Over the course of two weeks, I’ve been reading a very interesting book called, Of Human Bondage, by W. Somerset Maugham. I love classic books that were written way back in the day. They usually have the best writing and intensely deep stories. Not to mention it was free on my kindle.
One thing I learned by reading this book is that you must start your story with something that captures the reader’s attention and makes them want to continue. Sadly, this book did not. I understand authors have to set the scene and describe everything going on before plunging into the action of the character’s lives, but this book bored me for several chapters before it started to get good. If I weren’t such a huge book nerd, I’d have put it down long ago and missed out on a very interesting story. I believe the beginning of a book is crucial in deciding if your reader will stay with it through the course of the hundreds of pages or discard it for something more exciting. As important as some say the last pages in a book are, so is the beginning. Anyone who doesn’t like to read would have skipped this book after the first couple of chapters. That would’ve been a mistake, for this is actually a story that can draw you in once it gets going. But enough about the negatives.

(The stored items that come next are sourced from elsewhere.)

PR #170, opened 2021-12-14
CSVExtractors support dataDirectory & fileName arguments

Dtphelan1:
# Summary

CSVExtractors now support ingesting a `dataDirectory` & `fileName` argument pair, with which the extractor constructs an absolute path to a data file. This technique for specifying the location of a CSV file on disk is now the preferred method, in contrast with our previous `filePath` argument technique. Documentation, example config files, and schemas have been updated to reflect this. 

## New behavior

All CSVExtractors extending from the BaseCSVExtractor should now support the ingestion of `fileName` and `dataDirectory` arguments. The BaseCSVExtractor now considers a new case in the initial extractor construction to handle the consumption of these arguments. 

## Code changes

- Updated the README to reflect this argument pair as our preferred approach;
- Updated example config to use this approach by default;
- Updated the BaseCSVExtractor to build that absolute file path when the two arguments are provided;
- Updated the BaseCSVExtractor to throw when the `dataDirectory` is not an absolute path;
- Updated all XCSVExtractors, where X is a ResourceType, to pass the `dataDirectory` and `fileName` arguments to their `super` constructors;
- Added `BaseCSVExtractor` to the extractors exported by `MEF/src/extractors/index.js`;
- Updated the config schema to reflect new properties, adding descriptions for human readability;
- Added tests to ensure that the BaseCSVExtractor handles its argument cases appropriately, throwing when expected.

# Testing guidance
- Ensure all tests pass;
- Ensure local extraction works once you've updated your Config appropriately; 
- Ensure that the schema updates are sufficient;
- Ensure that the approach is reasonable.
- Ensure that there aren't any missed documentation updates needed

### DIFF
--- a/README.md
+++ b/README.md
@@ -96,6 +96,8 @@ After exporting your CSV files to the `data` directory, kickstart the creation o
 2. `commonExtractorArgs.dataDirectory` should correspond to an absolute path to the dataDirectory containing all your exported CSV files;
 3. For each extractor, `fileName` should correspond to the file name this extractor should be reading from. Note: combining the `dataDirectory` above and `fileName` should resolve to a file on disk containing this corresponding extractor's data;
 
+**Note**: Previous versions of the MEF suggested using a `filePath` property for each extractor; while this property should still work without issue, the recommended approach is to use a common dataDirectory for all CSV files and to have each Extractor call out the name of the CSV file they need.
+
 For instructions on setting up an email notification trigger whenever an error is encountered in extraction, see the [Email Notification](#Email-Notification) section below.
 
 ### Configuration Deep Dive
--- a/README.md
+++ b/README.md
@@ -144,7 +144,7 @@ To mask a property, provide an array of the properties to mask in the `construct
   "label": "patient",
   "type": "CSVPatientExtractor",
   "constructorArgs": {
-    "filePath": "./data/patient-information.csv"
+    "fileName": "patient-information.csv"
     "mask": ["address", "birthDate"]
   }
 }
@@ -157,7 +157,7 @@ Alternatively, providing a string with a value of `all` in the `constructorArgs`
   "label": "patient",
   "type": "CSVPatientExtractor",
   "constructorArgs": {
-    "filePath": "./data/patient-information.csv"
+    "fileName": "patient-information.csv"
     "mask": "all"
   }
 }
--- a/README.md
+++ b/README.md
@@ -92,8 +92,9 @@ Examples files for these extractor can be found in the [`test/sample-client-data
 
 After exporting your CSV files to the `data` directory, kickstart the creation of a configuration file by renaming the provided `csv.config.example.json` to `csv.config.json`. Then, ensure the following configuration parameters are properly set:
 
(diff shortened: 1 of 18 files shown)


src/extractors/BaseCSVExtractor.js
```diff
@@ -1,19 +1,36 @@
...
+  }) {
     super();
     this.unalterableColumns = unalterableColumns || [];
     this.csvSchema = csvSchema;
     if (url) {
+      logger.debug('Found url argument; creating a CSVURLModule with the provided url');
       this.url = url;
       this.csvModule = new CSVURLModule(this.url, this.unalterableColumns);
+    } else if (fileName && dataDirectory) {
+      if (!path.isAbsolute(dataDirectory)) throw new Error('dataDirectory is not an absolutePath, it needs to be.');
```
julianxcarter, line 19: Apparently, `path.isAbsolute` considers paths with a leading tilde (~) character to be a relative path. I guess this is technically correct, but it is something that I think we should allow. I'm not sure that writing our own function for checking that a path is absolute (while allowing the tilde character) is worth it, but if we decide to keep things as they are then we should change [the example dataDirectory property in csv.config.example.json](https://github.com/mcode/mcode-extraction-framework/blob/f1e2cdcfc426c32575e8fe7f2d0835b658e9c877/config/csv.config.example.json#L4) to use the `/Users/xxxxx/` paradigm instead of using a tilde.

julianxcarter (changes requested):
This looks great and I think the approach makes a lot of sense! I just have a few suggestions that I'd like your thoughts on :).

README.md
```diff
@@ -92,8 +92,9 @@ Examples files for these extractor can be found in the [`test/sample-client-data
 
 After exporting your CSV files to the `data` directory, kickstart the creation of a configuration file by renaming the provided `csv.config.example.json` to `csv.config.json`. Then, ensure the following configuration parameters are properly set:
 
-1. `patientIdCsvPath` should provide a file path to a CSV file containing MRN's for relevant patients;
-2. For each extractor, `filePath:` should provide a file path to a CSV file containing that corresponding extractor's data;
+1. `patientIdCsvPath` should correspond to an absolute file path to a CSV file containing MRN's for relevant patients;
+2. `commonExtractorArgs.dataDirectory` should correspond to an absolute path to the dataDirectory containing all your exported CSV files;
+3. For each extractor, `fileName` should correspond to the file name this extractor should be reading from. Note: combining the `dataDirectory` above and `fileName` should resolve to a file on disk containing this corresponding extractor's data;
```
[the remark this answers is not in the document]
Dtphelan1: 1) I think we're find for now omitting it, since the main reason we still support `filePath` is for backwards compatability. Alternatively, we could write a note saying that if your config uses a now-deprecated `filePath` property that we will still support it, without telling new people how to use that feature. Thoughts on that middle of the road approach? 
2) Great catch on the other examples. I will change those to use fileName.

src/extractors/BaseCSVExtractor.js
Dtphelan1: Great catch and great suggestion!

julianxcarter (approved):

PR #720, opened 2026-02-04
Feature/typesafe sessions

bedanley:
Add typesafe objects to session lambdas. Malformed requests should now be caught by pytdantic and returned to the user as a 400 error. 

We are also adding additional validation to rest-api with null byte protection and header sanitation. 


batzela (dismissed):
Looks good to me.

Of Human Bondage follows the character, Philip Carey, as he navigates through life, with all its difficult paths, human follies, hardships, loves, and deaths. He is an extremely flawed character, not just because he has a club-foot, but because he is so often given over to manipulation by women, greed, lust and other such sins of man. Yet there is also much good in him. Sadly, his entire life becomes a search for meaning, because he discards the Christian faith and God. Once he does so, he loses much hope in the purpose of man’s existence.
The book is extremely deep. If I were to compare it to any book, I’d say it’s along the style of something by F. Scott Fitzgerald. The way the characters are constantly shown searching for something more and trying to find pleasure in the cycle of life. The sad thing about this book is that Philip’s philosophy on life becomes skewed. Maugham writes of Philip’s conclusion about life, and it stood out to me as such a hopeless way to look at life, yet something that many people must have said or thought about once. Here is Philip’s newfound philosophy on life: “There was no meaning in life, and man by living served no end. It was immaterial whether he was born or not born, whether he lived or ceased to live. Life was insignificant and death without consequence. Philip exulted, as he had exulted in his boyhood when the weight of a belief in God was lifted from his shoulders: it seemed to him that the last burden of responsibility was taken from him; and for the first time he was utterly free. His insignificance was turned to power, and he felt himself suddenly equal with the cruel fate which had seemed to persecute him; for, if life was meaningless, the world was robbed of its cruelty. What he did or left undone did not matter. Failure was unimportant and success amounted to nothing. He was the most inconsiderate creature in that swarming mass of mankind which for a brief space occupied the surface of the earth; and he was almighty because he had wrenched from chaos the secret of its nothingness” (Maugham 478). It is such a sad way to see life, but without God, it’s easy to be brought to that disparaging belief.
It’s definitely a story that opened my eyes in some ways. Although I am a Christian, I can see where Philip is coming from. He loses faith in God as a child when he can’t seem to rid himself, no matter how much he prays, of his crippling foot. Sometimes life brings us across paths that seem so utterly unfair and we wonder does God even really exist, because if He did, we wouldn’t have these problems. But it just reminded me of the bigger plans He tends to have for us that are far better than we could have imagined if things went our way.
I recommend this book for its depth and heart and the way it so vibrantly exposes the search for meaning in life we all face at some point.
(Maugham, W. Somerset. Of human bondage. Garden City, N.Y.: Doubleday, 1936. Print.)
I’ve never read “Of Human bondage” but I’m a big F. Scott fan so I’m going to give it a try.
Let me know what you think when you read it then.